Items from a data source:

PR #998, opened 2026-09-16
Detect secrets assigned with the Python walrus operator

MRX-72:
## Summary

The keyword plugin already detects secrets assigned with the walrus operator (`:=`) for Go, but the `:=` regex was never added to the quotes-required group that Python (and Java, JS, Swift, Terraform, CLS) use. As a result a secret assigned in a Python walrus expression is not detected:

```python
if (password := "hunter2secret"):   # missed on main
    ...
```

while the same secret via `=` is detected. The walrus operator is valid Python 3.8+ and appears in conditionals and comprehensions.

## Fix

Add a quotes-required `:=` regex (`FOLLOWED_BY_COLON_EQUAL_SIGNS_QUOTES_REQUIRED_REGEX`) and wire it into `QUOTES_REQUIRED_DENYLIST_REGEX_TO_GROUP`. Quotes-required (rather than reusing the Go quotes-optional `:=` regex) keeps it consistent with the other patterns in that group and avoids introducing false positives on unquoted values.

## Verification

Now detected:

```
if (password := "…"):     -> secret found
api_key:="…"              -> secret found (no surrounding spaces)
while (secret := "…"):     -> secret found
```

Correctly ignored (no false positives):

```
password := unquoted      -> quotes required, no match
secret := ""              -> empty, no match
```

- New parametrized cases added to `QUOTES_REQUIRED_TEST_CASES` (they run across every quotes-required file type).
- `pytest tests/plugins/` — 762 passed.
- `flake8 --max-line-length 100` clean on both files.
- Re-scanning the repo against `.secrets.baseline` surfaces no new findings, so the self-scan hook is unaffected.

Note: this is a sibling to #997 (type-annotated assignments), a different Python assignment form the same plugin was missing. Kept separate so each is independently reviewable.


MRX-72:

PR #4, opened 2018-07-12
AtomicBoolean with tests

SokolovaMaria:


atomicfu-common/src/main/kotlin/kotlinx/atomicfu/AtomicFU.common.kt
```diff
@@ -120,6 +131,79 @@ public inline fun <T> AtomicRef<T>.updateAndGet(function: (T) -> T): T {
...
+/**
+ * Atomic reference to a [Boolean] variable with volatile reads/writes via
+ * [value] property and various atomic read-modify-write operations
+ * like [compareAndSet] and others.
+ */
+public expect class AtomicBoolean {
+    /**
+     * Reading/writing this property maps to read/write of volatile variable.
+     */
+    public var value: Int
```
qwwdfsad: It should be `Boolean`

This code should compile:
```
val flag = atomic(false)
flag.value = true
```

SokolovaMaria: Thanks 
Fixed.

elizarov:
(Merged from `atomic-boolean` branch)

PR #12, opened 2018-08-09
Atomicfu plugin

SokolovaMaria:


elizarov:
New plugin breaks access to `internal` from tests. Checkout out this simple demo project: https://github.com/elizarov/AtomicFuPluginPlayground

SokolovaMaria:
Kotlin gradle plugin adds original `mainSourceSet.output` directories as friend dependency to classPath of `compileTestKotlin` task (to make it possible to use internal methods from the main source set in test classes). So, we can just replace original output, added to `compileTestKotlin` classPath, with transformed one at the beginning of `compileTestKotlin` task.

elizarov:
I've update readmes. Please pull from `plugin` branch before making additional changes.

atomicfu-gradle-plugin/src/main/kotlin/kotlinx/atomicfu/plugin/gradle/AtomicFUGradlePlugin.kt
```diff
@@ -47,6 +60,13 @@ fun Project.configureTransformation() {
     }
 }
 
+fun Jar.setupJarManifest(classifier: String = "") {
+    this.classifier = classifier
+    manifest.attributes.apply {
```
elizarov: This needs to be set only in `BOTH` variant.

elizarov:
I've collected everything into a single commit and rebased onto master.

PR #19, opened 2018-08-16
Tracing atomic operations

SokolovaMaria:


atomicfu-js/src/main/kotlin/kotlinx/atomicfu/Trace.kt
```diff
@@ -0,0 +1,20 @@
+package kotlinx.atomicfu
+
+public actual class Trace actual constructor (size: Int) {
+    private val mask = size - 1
+    private val a = arrayOfNulls<String>(size)
+    private val index = atomic(0)
+
+    init {
+        check(size and mask == 0) { "size must be power of 2: $size"}
```
qwwdfsad: it's usually worth to round up to the next power of two instead of errors `1 << (32 - Integer.numberOfLeadingZeros(value - 1));`

atomicfu-common/src/main/kotlin/kotlinx/atomicfu/AtomicFU.common.kt
```diff
@@ -217,6 +221,8 @@ public expect class AtomicInt {
      */
     public var value: Int
 
+    public val trace: Trace?
```
qwwdfsad: can it be non-nullable to avoid `?.` everywhere?
Default no-op implementation should be fine

atomicfu-common/src/main/kotlin/kotlinx/atomicfu/Trace.kt
```diff
@@ -0,0 +1,7 @@
+package kotlinx.atomicfu
+
+public expect class Trace(size: Int) {
+    public fun append(text: String)
```
qwwdfsad: @elizarov are we going to opt-in for the logging format by default?
E.g. K/N has something like this in the compiler:
```
val foo = ...
DEBUG {
  // check some expensive foo invariant
}

```

qwwdfsad: Also, it definitely should be `open`

settings.gradle
```diff
@@ -3,7 +3,7 @@ enableFeaturePreview('GRADLE_METADATA')
 include 'atomicfu'
 include 'atomicfu-common'
 include 'atomicfu-js'
-include 'atomicfu-native'
+//include 'atomicfu-native'
```
qwwdfsad: oops

atomicfu-common/src/main/kotlin/kotlinx/atomicfu/Trace.kt
elizarov: It is not so simple. The references to the `Trace` class get erased by the bytecode post-prossor, so you cannot easily really customize it by creating your own subclass. Transformer should have to be smart enough to erase your custom subclasses and their constructors, too. Let's finish (and cleanup) basic implementation first and open a separate issue for that. See #20

settings.gradle
elizarov: TBD. Native needs to be supported before we can merge it to master.

atomicfu-common/src/main/kotlin/kotlinx/atomicfu/Trace.kt
elizarov: See #20 for custom formats

elizarov: `fun append` shall be `@PublishedApi internal`, because bytecode processor only support code patterns that result from its usage from inside of `operator fun invoke`. Direct invocations of `append` in client code are not supported.

atomicfu-common/src/main/kotlin/kotlinx/atomicfu/Trace.kt
```diff
@@ -0,0 +1,7 @@
+package kotlinx.atomicfu
+
+public expect class Trace(size: Int) {
```
elizarov: Needs KDocs on class and all its functions.

atomicfu-js/src/main/kotlin/kotlinx/atomicfu/Trace.kt
elizarov: Agree. Let's round up to the next power of two.

atomicfu-common/src/main/kotlin/kotlinx/atomicfu/AtomicFU.common.kt
```diff
@@ -73,6 +73,8 @@ public expect class AtomicRef<T> {
      */
     public var value: T
 
+    public val trace: Trace?
```
elizarov: Atomic classes shall NOT expose `trace` field. Please, remove. The correct usage pattern for trace is this:

```
val trace = Trace() // a separate field for trace
val a = atomic(0, trace)
```

Then later in code you can do `trace { "something" }`.

Bytecode transformer shall completely remove `trace` field from the source class, all its accessors, and references.

atomicfu-common/src/main/kotlin/kotlinx/atomicfu/AtomicFU.common.kt
elizarov: The trace field shall not be exposed at all. If you need to trace, you explicitly create your own trace instance with `val trace = Trace()` in your class.

atomicfu-common/src/main/kotlin/kotlinx/atomicfu/Trace.kt
elizarov: Note, you shall also use `@JvmName("append")` in additional to marking it as `internal`, so that there is a stable JVM name you can match in bytecode processor.

SokolovaMaria:
[Trace](https://trello.com/c/mby9VL0U/25-trace)

SokolovaMaria:
[Trace](https://trello.com/c/mby9VL0U/25-trace)

elizarov:
Superceded by #40

PR #33, opened 2018-10-01
Fix #32: Use scoped this

### LINKED ISSUE #32: Correct scope for inline functions
I'm experiencing a deadlock using `kotlin.coroutines` Mutex (0.26.0 with 1.2 and EAP with Kotlin 1.3). https://github.com/ptmt/kotlinjsplayground/blob/master/src/main/kotlin/MutexCase.kt

In particular, this line of code doesn't work as expected:
https://github.com/Kotlin/kotlinx.coroutines/blob/4cc0e294b39ae0f38cafd49187f399b0ecc2e615/common/kotlinx-coroutines-core-common/src/sync/Mutex.kt#L472

```js
(affected as MutexImpl)._state.compareAndSet(this@UnlockOp, update)
```

It gets compiled into following JavaScript:

(somewhere inside `kotlinx-coroutines-core.js`)
```js
(function(scope) {
    return (Kotlin.isType(tmp$ = affected, MutexImpl) ? tmp$ : throwCCE())._state_0 === this ? function() {
        (Kotlin.isType(tmp$ = affected, MutexImpl) ? tmp$ : throwCCE())._state_0 = update;
        return true;
    }() : false
})(this);
```
*(there is also some unnecessary double-assignment but that's not the point)*

As we can see `affected` is being compared with the wrong `this`, because we have a closure here. I believe it should be replaced with `scope`. As far as I understand it's happening here:

https://github.com/Kotlin/kotlinx.atomicfu/blob/145542d596c4767dc2bec85551b4e82c2eb7b38b/atomicfu-transformer/src/main/kotlin/kotlinx/atomicfu/transformer/AtomicFUTransformerJS.kt#L208-L212

Probably it could be improved by adding additional checks for this or getting rid of closure. I'd contribute a PR by myself, but I'm afraid that writing proper tests would take much longer than fix itself.

ptmt:
This is a naive incomplete fix for #32

### DIFF
--- a/atomicfu-transformer/src/main/kotlin/kotlinx/atomicfu/transformer/AtomicFUTransformerJS.kt
+++ b/atomicfu-transformer/src/main/kotlin/kotlinx/atomicfu/transformer/AtomicFUTransformerJS.kt
@@ -203,63 +203,63 @@ class AtomicFUTransformerJS(
         val code = when (funcName) {
             "getAndSet\$atomicfu" -> {
                 val arg = args[0].toSource()
-                "(function(scope) {var oldValue = $f; $f = $arg; return oldValue;})"
+                "(function($SCOPE) {var oldValue = $f; $f = $arg; return oldValue;})"
             }
             "compareAndSet\$atomicfu" -> {
-                val expected = args[0].toSource()
+                val expected = args[0].scopedSource()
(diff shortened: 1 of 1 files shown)


elizarov:
Incorporated into #34. Thanks a lot!

PR #35, opened 2018-10-02
Some fragilities of JS transformer fixed (+ fixed JS local testing)

### LINKED ISSUE #25: Fragile JS transformer
AtomicFU js transformer is fragile. It works for `kotlinx.coroutines` but it is not generally applicable to wider range of libraries. Here is a snippet of produced JS code:

```
(function(root, factory) {
  if (typeof define === 'function' && define.amd) 
    define(['exports', 'kotlin'], factory);
  else if (typeof exports === 'object') 
    factory(module.exports, require('kotlin'));
  else {
    if (typeof kotlin === 'undefined') {
      throw new Error("Error loading module 'kotlinx-coroutines-core'. Its dependency 'kotlin' was not found. Please, check whether 'kotlin' is loaded prior to 'kotlinx-coroutines-core'.");
    }
    if (typeof this['kotlinx-atomicfu'] === 'undefined') {
    }
    root['kotlinx-coroutines-core'] = factory(typeof this['kotlinx-coroutines-core'] === 'undefined' ? {} : this['kotlinx-coroutines-core'], kotlin);
  }
}(this, function(_, Kotlin, $module$kotlinx_atomicfu) {
  'use strict';
...
  var atomic;
  var atomic_0;
....
  $$importsForInline$$['kotlinx-atomicfu'] = $module$kotlinx_atomicfu;
```

Things that should be fixed:
1. ` if (typeof this['kotlinx-atomicfu'] === 'undefined') { ... }` should be completely removed (not just it body), while maintaining line-numbers (fill with appropriate number of blank lines or comments)
2. ` function(_, Kotlin, $module$kotlinx_atomicfu) { ... ` header should be corrected, its `$module$kotlinx_atomicfu` parameters shall be removed at the appropriate position (note, that it may receive additional modules _after_ `kotlinx_atomicfu`)
3. `var atomic;` and `var atmoic_0;` shall be removed completely (replaced with a blank like), not just their right-hand side.
3. ` $$importsForInline$$['kotlinx-atomicfu'] = $module$kotlinx_atomicfu;` line shall be replaced with a blank like (if present).

SokolovaMaria:
Fixes #25 
The [problem](https://github.com/Kotlin/kotlinx.atomicfu/pull/28#issuecomment-425624576) was that kotlinx-atomicfu module was not passed during local JS testing.

### DIFF
--- a/atomicfu-transformer/src/main/kotlin/kotlinx/atomicfu/transformer/AtomicFUTransformerJS.kt
+++ b/atomicfu-transformer/src/main/kotlin/kotlinx/atomicfu/transformer/AtomicFUTransformerJS.kt
@@ -13,6 +13,7 @@ private const val SCOPE = "scope"
 private const val FACTORY = "factory"
 private const val REQUIRE = "require"
 private const val KOTLINX_ATOMICFU = "'kotlinx-atomicfu'"
+private const val MODULE_KOTLINX_ATOMICFU = "\$module\$kotlinx_atomicfu"
 
 class AtomicFUTransformerJS(
     inputDir: File,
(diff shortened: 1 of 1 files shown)


elizarov:
Looks good!

Issue #67, opened 2019-05-01
broken publish to npm, from version 0.12.0


beyondeye:
Apparently all versions from version 0.12.0 and later has broken publishing to npm:
 only ```package.json``` and ```README.md``` are present in kotlinx-atomicfu subdirectory in node_modules, after installing it with 
```
npm i kotlinx-atomicfu
```

elizarov:
Fixed in `0.12.7`

PR #69, opened 2019-05-05
fix for broken npm publishing

beyondeye:
Fixes issue #67


elizarov:
Thanks! I've merged that into `develop` branch for upcoming release.

PR #74, opened 2019-08-16
Add FQN for atomicfu plugin

Prototik:
To be convenient with default Kotlin gradle plugin and Gradle's naming conventions for plugins I suggest to add full-qualified name for atomicfu plugin.
It can be used in the following ways:
```kotlin
plugins {
  id("org.jetbrains.kotlin.jvm") version "${kotlin_version}"
  id("org.jetbrains.kotlin.plugin.atomicfu") version "${atomicfu_version}"
}
```
Or via Gradle Kotlin DSL extensions:
```kotlin
plugins {
  kotlin("jvm") version "${kotlin_version}"
  kotlin("plugin.atomicfu") version "${atomicfu_version}"
}
```
I choose the prefix `org.jetbrains.kotlin.plugin` similarly to `org.jetbrains.kotlin.plugin.serialization` from `kotlinx.serialization`

### DIFF
--- a/atomicfu-gradle-plugin/src/main/resources/META-INF/gradle-plugins/org.jetbrains.kotlin.plugin.atomicfu.properties
+++ b/atomicfu-gradle-plugin/src/main/resources/META-INF/gradle-plugins/org.jetbrains.kotlin.plugin.atomicfu.properties
@@ -1,0 +1,1 @@
+implementation-class=kotlinx.atomicfu.plugin.gradle.AtomicFUGradlePlugin


elizarov:
Nice job. I think that the README should be adjusted correspondly, too.

Prototik:
I'm not sure about description in readme, as atomicfu doesn't published to gradle plugin portal.
For now I'm using following snippet in `settings.gradle.kts`:
```kotlin
val atomicfu_version: String by settings

pluginManagement {
    repositories {
        maven("https://kotlin.bintray.com/kotlinx") {
            content {
                includeGroup("org.jetbrains.kotlinx")
            }
        }
    }

    resolutionStrategy {
        eachPlugin {
            with(requested.id) {
                when {
                    id == "kotlinx-atomicfu" ->
                        useModule("org.jetbrains.kotlinx:atomicfu-gradle-plugin:$atomicfu_version")
                }
            }
        }
    }
}
```
(actually this don't cannot be changed until atomicfu published to plugin portal, except of plugin id)
Should I add that snippet to readme or just mention that instead `kotlinx-atomicfu` can be used FQN notation?

SokolovaMaria (approved):

PR #75, opened 2019-08-29
array-element-inline-func

SokolovaMaria:
Inline functions on array elements fixed

### DIFF
--- a/atomicfu-transformer/src/main/kotlin/kotlinx/atomicfu/transformer/AtomicFUTransformer.kt
+++ b/atomicfu-transformer/src/main/kotlin/kotlinx/atomicfu/transformer/AtomicFUTransformer.kt
@@ -676,14 +676,8 @@ class AtomicFUTransformer(
             }
             // An operation other than getValue/setValue is used
             if (f.isArray && iv.name == "get") { // "operator get" that retrieves array element, further ops apply to it
-                // save stack start of atomic operation args
-                val args = iv.next
-                // remove getter of array element
-                instructions.remove(iv)
                 // fixup atomic operation on this array element
-                val nextAtomicOperation = FlowAnalyzer(args).execute() as MethodInsnNode
-                val fixedAtomicOperation = fixupInvokeVirtual(ld, true, nextAtomicOperation, f)
-                return fixedAtomicOperation!!.next
+                return fixupLoadedArrayElement(f, ld, iv)
             } else {
                 // non-trivial atomic operation
                 check(f.isArray == onArrayElement) { "Atomic operations can be performed on atomic elements only" }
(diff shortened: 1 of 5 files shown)


atomicfu-transformer/src/main/kotlin/kotlinx/atomicfu/transformer/AtomicFUTransformer.kt
```diff
@@ -785,33 +775,71 @@ class AtomicFUTransformer(
...
+        private fun fixupLoadedArrayElement(f: FieldInfo, ld: FieldInsnNode, getter: MethodInsnNode): AbstractInsnNode? {
+            // contains array field load (in vh case: + swap and pure type array load) and array element index
+            val arrayElementInfo = mutableListOf<AbstractInsnNode>()
+            if (vh) {
+                arrayElementInfo.add(ld.previous.previous) // getstatic VarHandle field
+                arrayElementInfo.add(ld.previous) // swap
+            }
+            var i: AbstractInsnNode = ld
+            while (i != getter) {
+                arrayElementInfo.add(i)
```
elizarov: This is very brittle. It will not work with complex expression in array access, like `arr[<complex-expression>].update { ... }`. What's worse, with code code `arr[funCall()].update { ... }`, the code for `funCall()` will get duplicated and code semantics will change.

Please, add more diagnostics here. Similarly to data-flow analyzer, please ensure that this piece of code that is being stored in `arrayElementInfo` does not contain any complex data-flow. Moreover, it should not contain any invocations. Only simple loads and simple arithmetics can be allowed here. If anything else is encountered, then please complain with an appropriate message.

atomicfu-transformer/src/main/kotlin/kotlinx/atomicfu/transformer/AtomicFUTransformer.kt
```diff
@@ -785,33 +775,71 @@ class AtomicFUTransformer(
...
+            // start of array element operation arguments
+            val args = getter.next
+            // remove array element getter
+            instructions.remove(getter)
+            val arrayElementOperation = FlowAnalyzer(args).execute()
+            return fixupOperationOnAtomicVar(arrayElementOperation, f, ld, arrayElementInfo)
+        }
+
+        private fun fixupOperationOnAtomicVar(operation: AbstractInsnNode, f: FieldInfo, ld: FieldInsnNode, arrayElementInfo: List<AbstractInsnNode>?): AbstractInsnNode? {
+            val onArrayElement = f.getPrimitiveType(vh).sort == ARRAY
```
elizarov: It seems redundant now, as `onArrayElement` shoud be equivalent to`arrayElementInfo != null`
At least, an assertion to this fact would be helpful here:
```
check(onArrayElement == (arrayElementInfo != null))
```
However, when I add this kind of `check` it fails on `testIndexArrayElementGetting`. This is strage. It means that some loads are not being recognized as "array loads", so they work like regular functions, but will not work with `inline` function. 

It looks like the problem with primitive arrays with inline functions. Please, add corresponding tests.

atomicfu-transformer/src/main/kotlin/kotlinx/atomicfu/transformer/AtomicFUTransformer.kt
```diff
@@ -785,33 +775,71 @@ class AtomicFUTransformer(
...
                         lv.desc = f.ownerType.descriptor
                         lv.signature = null
                         // process all loads of this variable in the corresponding local variable range
                         forVarLoads(v, lv.start, lv.end) { otherLd ->
-                            fixupVarLoad(f, ld, otherLd)
+                            if (!onArrayElement)
+                                fixupVarLoad(f, ld, otherLd)
+                            else {
+                                fixupArrayElementLoad(f, ld, otherLd, arrayElementInfo!!)
+                            }
```
elizarov: This whole `if (!onArrayElement) { fixupVarLoad(...) } else {  fixupArrayElementLoad(...) }` is copied in two places of code. It is better to extract it into some kind of `fixupLoad` method. 

Also, style note: prefer writing `if (onArrayElement) ...` (direct form) as opposed to `if (! onArrayElement) ...` (negated). There is a refactoring to "invert if".

atomicfu-transformer/src/main/kotlin/kotlinx/atomicfu/transformer/AtomicFUTransformer.kt
SokolovaMaria: `fixupLoadedArrayElement` is called only when `get` array element instruction is visited: it gets information about array field and element index (`arrayElementInfo`) that will be used only in case of loading a stored reference to this array element. 
So, `arrayElementInfo` is not null only if operation on the array element is being processed but if this fixup is processing operation on the array field itself (only the `get(I)` element instruction can follow it ) then `arrayElementInfo` is still null. Though,  in both cases `f.getPrimitiveType(vh).sort == ARRAY`. 

I moved this check for `arrayElementInfo != null` to the branch of storing operation as it is only used in that case.

atomicfu-transformer/src/main/kotlin/kotlinx/atomicfu/transformer/AtomicFUTransformer.kt
```diff
@@ -785,46 +775,126 @@ class AtomicFUTransformer(
...
         }
 
+        private fun fixupArrayElementLoad(f: FieldInfo, ld: FieldInsnNode, otherLd: VarInsnNode, arrayElementInfo: List<AbstractInsnNode>): AbstractInsnNode? {
+            // index instructions from array element info: drop owner class load instruction (in vh case together with preceding getting VH + swap)
+            val index = arrayElementInfo.drop(if (vh) 3 else 1)
+            // previously stored array element reference is loaded -> arrayElementInfo should be cloned and inserted at the point of this load
+            // before cloning make sure that index instructions contain just loads and simple arithmetic, without any invocations and complex data flow
+            for (indexInsn in index) {
+                checkDataFlowComplexity(indexInsn)
+            }
```
elizarov: Good. Can we just do this verification loop in `fixupLoadedArrayElement` right where this `arrayElementInfo` is created?

atomicfu-transformer/src/main/kotlin/kotlinx/atomicfu/transformer/AtomicFUTransformer.kt
```diff
@@ -806,46 +800,126 @@ class AtomicFUTransformer(
...
                 is MethodInsnNode -> {
                     // invoked virtual method on atomic var -- fixup & done with it
-                    debug("invoke $f.${j.name}", sourceInfo.copy(i = j))
-                    return fixupInvokeVirtual(ld, false, j, f)
+                    debug("invoke $f.${operation.name}", sourceInfo.copy(i = operation))
+                    return fixupInvokeVirtual(ld, arrayElementInfo != null, operation, f)
                 }
                 is VarInsnNode -> {
+                    val onArrayElement = arrayElementInfo != null
+                    check((f.getPrimitiveType(vh).sort == ARRAY) == (arrayElementInfo != null))
```
elizarov: Style nit: `check(f.isArray == onArrayElement)` would look cleaner here.

atomicfu-transformer/src/main/kotlin/kotlinx/atomicfu/transformer/AtomicFUTransformer.kt
```diff
@@ -806,46 +800,126 @@ class AtomicFUTransformer(
...
+                        fixupLoad(f, ld, nextVarLoad(v, next), arrayElementInfo)
                     }
                     return next
                 }
                 else -> abort("cannot happen")
             }
         }
 
+        private fun fixupLoad(f: FieldInfo, ld: FieldInsnNode, otherLd: VarInsnNode, arrayElementInfo: List<AbstractInsnNode>?): AbstractInsnNode? {
+            return if (arrayElementInfo != null) {
```
elizarov: Style nit: This better looks as expression function (can be fixed with Alt+ENTER -> Convert to expression body:
```
private fun fixupLoad(...) = 
    if (....) ....
```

● Task details
In the data above, find each line where the string "flag" appears, then copy it.

● Result of this task
val flag = atomic(false)
flag.value = true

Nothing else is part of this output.